* [WHAT YOU HAVE TO DO] Copy every line below precisely, leaving nothing out.

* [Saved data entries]
==================================================
PR #900, opened 2025-04-06
Add fast path for stripping rectangles

LaurenzV:
This re-adds my previously implemented fast path for rectangles. In my test scene with 20000 rectangles, this reduces the rendering time from around 37ms to 19ms!

### DIFF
==================================================
* [EXERCISE RESPONSE]
PR #900, opened 2025-04-06
Add fast path for stripping rectangles

LaurenzV:
This re-adds my previously implemented fast path for rectangles. In my test scene with 20000 rectangles, this reduces the rendering time from around 37ms to 19ms!

### DIFF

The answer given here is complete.